START Information shown

PR #1101, opened 2026-07-21
fix(ui): parse YAML block scalars in frontmatter

ruaridhw:
## Problem

`extractFrontmatter` (`packages/ui/utils/parser.ts`) is a line-based `key: value` parser with no support for YAML **block scalars**. When a value is a folded (`>`) or literal (`|`) scalar, the parser stores the bare indicator as the value and silently drops the indented body.

A document with:

```yaml
---
name: example
description: >-
  one two
  three four
---
```

parses to `description === ">-"`, so the description renders empty (just `>-`) in the plan/annotate viewer. This shows up in the wild because agent skill `SKILL.md` files routinely fold their long `description` field with `>-`.

## Fix

When the value after the colon matches a block-scalar indicator (`|`/`>` with optional `+`/`-` chomping), consume the following lines indented deeper than the key as the value:

- `>` (folded) — adjacent non-empty lines join with a space; a run of N blank lines folds to N newlines
- `|` (literal) — newlines preserved
- common leading indentation stripped; trailing blank lines dropped

Extracted three small private helpers (`indentWidth`, `dedentLines`, `foldScalarLines`) plus `parseBlockScalar` to keep `extractFrontmatter` readable. Plain single-line values and `-` arrays are unchanged.

Obviously this isn't a comprehensive YAML extractor though so this just patches over this (one) issue (for now)

## Tests

Added an `extractFrontmatter — block scalars` suite covering folded `>-`, folded `>` with a paragraph break, literal `|`, "doesn't swallow the next key", and a plain-value/array regression.

- `bun test packages/ui/utils/parser.test.ts` → 126 pass, 0 fail
- `tsc --noEmit -p packages/ui/tsconfig.json` → clean

No `node:` imports added (keeps `@plannotator/core` browser-safe). UI bundle rebuild left to the maintainer.

### DIFF
--- a/packages/ui/utils/parser.test.ts
+++ b/packages/ui/utils/parser.test.ts
@@ -1078,6 +1078,12 @@ name: bar
     expect(frontmatter?.name).toBe("bar");
   });
 
+  test("CRLF line endings do not leak \\r into the value", () => {
+    const md = "---\r\ndescription: >-\r\n  one two\r\n  three\r\n---\r\n# Hi";
+    const { frontmatter } = extractFrontmatter(md);
+    expect(frontmatter?.description).toBe("one two three");
+  });
+
   test("plain single-line values and arrays still parse", () => {
     const md = `---
 name: foo
--- a/packages/ui/utils/parser.test.ts
+++ b/packages/ui/utils/parser.test.ts
@@ -1029,6 +1029,69 @@ describe("extractFrontmatter — contentStartLine", () => {
   });
 });
 
+describe("extractFrontmatter — block scalars", () => {
+  test("folded (>-) joins wrapped lines with spaces", () => {
+    const md = `---
+description: >-
+  one two
+  three four
+---
+# Hi`;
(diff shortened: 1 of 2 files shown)


backnotprop:
Reviewed this today. Nice work, it held up against everything we threw at it: block scalars at the end of frontmatter, body lines containing colons or leading dashes, empty scalars, arrays following a scalar, the unsupported explicit-indent form falling back to old behavior instead of misparsing, and the realistic SKILL.md shape that motivated the fix.

One gap: CRLF sources. The body lines were collected raw, so a file with Windows line endings left a literal carriage return embedded mid-value ("one two\r three"). Every other path in this parser trims lines before use, so this would have been the first place a \r could survive into parsed data. Since it was a two-line change I pushed it directly to your branch (maintainer edits were enabled) along with a regression test, to save a round trip: f0b8764.

With that, this is ready. It will go out in the next release. Thanks for the contribution and the well-tested PR.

END Information shown

Task to complete: Please write out all of the records above, character for character.

Expected output:
PR #1101, opened 2026-07-21
fix(ui): parse YAML block scalars in frontmatter

ruaridhw:
## Problem

`extractFrontmatter` (`packages/ui/utils/parser.ts`) is a line-based `key: value` parser with no support for YAML **block scalars**. When a value is a folded (`>`) or literal (`|`) scalar, the parser stores the bare indicator as the value and silently drops the indented body.

A document with:

```yaml
---
name: example
description: >-
  one two
  three four
---
```

parses to `description === ">-"`, so the description renders empty (just `>-`) in the plan/annotate viewer. This shows up in the wild because agent skill `SKILL.md` files routinely fold their long `description` field with `>-`.

## Fix

When the value after the colon matches a block-scalar indicator (`|`/`>` with optional `+`/`-` chomping), consume the following lines indented deeper than the key as the value:

- `>` (folded) — adjacent non-empty lines join with a space; a run of N blank lines folds to N newlines
- `|` (literal) — newlines preserved
- common leading indentation stripped; trailing blank lines dropped

Extracted three small private helpers (`indentWidth`, `dedentLines`, `foldScalarLines`) plus `parseBlockScalar` to keep `extractFrontmatter` readable. Plain single-line values and `-` arrays are unchanged.

Obviously this isn't a comprehensive YAML extractor though so this just patches over this (one) issue (for now)

## Tests

Added an `extractFrontmatter — block scalars` suite covering folded `>-`, folded `>` with a paragraph break, literal `|`, "doesn't swallow the next key", and a plain-value/array regression.

- `bun test packages/ui/utils/parser.test.ts` → 126 pass, 0 fail
- `tsc --noEmit -p packages/ui/tsconfig.json` → clean

No `node:` imports added (keeps `@plannotator/core` browser-safe). UI bundle rebuild left to the maintainer.

### DIFF
--- a/packages/ui/utils/parser.test.ts
+++ b/packages/ui/utils/parser.test.ts
@@ -1078,6 +1078,12 @@ name: bar
     expect(frontmatter?.name).toBe("bar");
   });
 
+  test("CRLF line endings do not leak \\r into the value", () => {
+    const md = "---\r\ndescription: >-\r\n  one two\r\n  three\r\n---\r\n# Hi";
+    const { frontmatter } = extractFrontmatter(md);
+    expect(frontmatter?.description).toBe("one two three");
+  });
+
   test("plain single-line values and arrays still parse", () => {
     const md = `---
 name: foo
--- a/packages/ui/utils/parser.test.ts
+++ b/packages/ui/utils/parser.test.ts
@@ -1029,6 +1029,69 @@ describe("extractFrontmatter — contentStartLine", () => {
   });
 });
 
+describe("extractFrontmatter — block scalars", () => {
+  test("folded (>-) joins wrapped lines with spaces", () => {
+    const md = `---
+description: >-
+  one two
+  three four
+---
+# Hi`;
(diff shortened: 1 of 2 files shown)


backnotprop:
Reviewed this today. Nice work, it held up against everything we threw at it: block scalars at the end of frontmatter, body lines containing colons or leading dashes, empty scalars, arrays following a scalar, the unsupported explicit-indent form falling back to old behavior instead of misparsing, and the realistic SKILL.md shape that motivated the fix.

One gap: CRLF sources. The body lines were collected raw, so a file with Windows line endings left a literal carriage return embedded mid-value ("one two\r three"). Every other path in this parser trims lines before use, so this would have been the first place a \r could survive into parsed data. Since it was a two-line change I pushed it directly to your branch (maintainer edits were enabled) along with a regression test, to save a round trip: f0b8764.

With that, this is ready. It will go out in the next release. Thanks for the contribution and the well-tested PR.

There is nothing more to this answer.